A Rede Análise Especial Covid-19, que também faz o monitoramento dos dados da pandemia no Brasil, é outra que reclama que está sem acesso aos dados do governo federal. Pelas redes sociais, eles chamam atenção para o cenário atual da doença, com considerável aumento no número de casos de coronavírus após o avanço da variante Ômicron e as festas de fim de ano.
“Se estes aumentos continuarem e chegarem a níveis altíssimos como estamos vendo nos EUA e na Europa, podemos ter, ainda, pressão no sistema hospitalar e também óbitos totalmente evitáveis. Para prevenir isso, precisamos entender a situação através dos dados!”, dizem os responsáveis.
GZH questionou o Ministério da Saúde sobre as instabilidades ainda presentes nos municípios e na RNDS. Em nota, a pasta afirmou que Estados e municípios já podem incluir dados nas plataformas e-SUS Notifica, SI-PNI e Conecte SUS e que eles poderão ser acessados pelos usuários "quando a integração de dados for restabelecida".
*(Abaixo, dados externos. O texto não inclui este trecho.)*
PR #733, opened 2026-09-16
Add SPIRE SPIFFE-ID allowlist trust manager for full-SPIRE listeners

nloyapally-cflt:
## Summary

Adds an optional SPIFFE-ID allowlist for SPIRE-enabled TLS listeners. On a full-SPIRE
listener (`ssl.spire.enabled=true`, `ssl.spire.trust.only.enabled=false`) configured with a
non-empty `ssl.spire.accepted.spiffe.id.patterns`, the SPIFFE trust manager is wrapped to
additionally require the client SVID's `spiffe://` URI to fully match one of the configured
regex patterns, and per-listener validation counters are recorded. The allowlist defaults to
empty, in which case behavior is unchanged (any SVID that chains to the SPIRE bundle is
accepted), so existing listeners are unaffected.

## What changed

- **`RestConfig`** — new config `ssl.spire.accepted.spiffe.id.patterns` (`LIST`, default empty).
- **`SslConfig`** — `getAcceptedSpiffeIdPatterns()` accessor.
- **`SslFactory`** — when the allowlist is non-empty, build the `SSLContext` explicitly and
  wrap the SPIFFE trust manager in `SpireSpiffeAllowlistTrustManager`; empty allowlist keeps the
  existing java-spiffe path untouched.
- **`ApplicationServer`** — build one `SslContextFactory` per listener and pass lazily-resolved,
  per-listener metrics suppliers (resolved at first handshake, after applications register).
- **`SpireSpiffeAllowlistTrustManager`** (new) — enforces chain-to-bundle (delegated) plus the
  SPIFFE-ID regex allowlist; fails closed; records four counters in the `spire` group:
  `spire-handshake-success-total`, `spire-handshake-failure-total`,
  `spire-x509-source-unavailable-total`, `spiffe-allowlist-reject-total`.

## Compatibility

Default-empty allowlist means no behavior change for any existing listener. The new trust
manager is only installed on a full-SPIRE listener that configures a non-empty allowlist.

## Testing

- Unit tests (JDK 17): `SpireSpiffeAllowlistTrustManagerTest`, `SslConfigTest`, `SslFactoryTest`,
  `RestConfigTest`, `ApplicationServerTest` — covering SAN/SPIFFE-ID extraction, full-match
  allowlist logic, the validation flow and failure logging, counter recording (including the
  first-handshake case), lazy metrics resolution, config parsing/defaults, and the SslFactory
  allowlist branch.
- `checkstyle` clean on `src/main`.


core/src/main/java/io/confluent/rest/SslFactory.java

Confira a nota na íntegra:
O Ministério da Saúde informa que as plataformas e-SUS Notifica, SI-PNI e Conecte SUS foram restabelecidas há duas semanas, possibilitando a inclusão de dados por estados e municípios. Os dados lançados após o dia 10 de dezembro ainda não constam nas plataformas. Entretanto, todas as informações podem ser registradas pelos gestores locais e, assim que a integração de dados for restabelecida, os registros poderão ser acessados pelos usuários.